As such, it does not contain any axioms.
Practically, this means that any proof of natural deduction will start with premises or the Rule of Assumption.
The complete list of rules of inference of natural deduction is as follows:
Rule of Assumption
- An assumption $\phi$ may be introduced at any stage of an argument.
Rule of Conjunction
- If we can conclude both $\phi$ and $\psi$, we may infer the compound statement $\phi \land \psi$.
Rule of Simplification
- $(1): \quad$ If we can conclude $\phi \land \psi$, then we may infer $\phi$.
- $(2): \quad$ If we can conclude $\phi \land \psi$, then we may infer $\psi$.
Rule of Addition
- $(1): \quad$ If we can conclude $\phi$, then we may infer $\phi \lor \psi$.

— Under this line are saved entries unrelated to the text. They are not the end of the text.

PR #2413, opened 2024-06-17
Feature/add disable prerender option

sebastianfdz:
### Description

Ticker reference: DTPPCPSDK-2410

**WHAT**
We are adding a mechanism for merchants to disable the prerender template for when `CardFields` are loading.

**WHY**
`CardFields` include a prerender template by default when they are loading. Merchants might not want it to render because it may not fit with their UX/UI (darkmode for example).

**HOW**
We will expose a new optional property `styleOptions` where we will be able to incrementally add options for merchants to fully customize the way they render our components. Inside `styleOptions` we will have a `disablePrerender` flag that when `true`, will not render the prerender template. 

❤️ Thank you!


src/zoid/card-fields/component.jsx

- $(2): \quad$ If we can conclude $\psi$, then we may infer $\phi \lor \psi$.
Proof by Cases
- If we can conclude $\phi \lor \psi$, and:
- $(1): \quad$ By making the assumption $\phi$, we can conclude $\chi$
- $(2): \quad$ By making the assumption $\psi$, we can conclude $\chi$
- then we may infer $\chi$.
Modus Ponendo Ponens
- If we can conclude $\phi \implies \psi$, and we can also conclude $\phi$, then we may infer $\psi$.
Modus Tollendo Tollens
- If we can conclude $\phi \implies \psi$, and we can also conclude $\neg \psi$, then we may infer $\neg \phi$.
Modus Tollendo Ponens
- $(1): \quad$ If we can conclude $\phi \lor \psi$, and we can also conclude $\neg \phi$, then we may infer $\psi$.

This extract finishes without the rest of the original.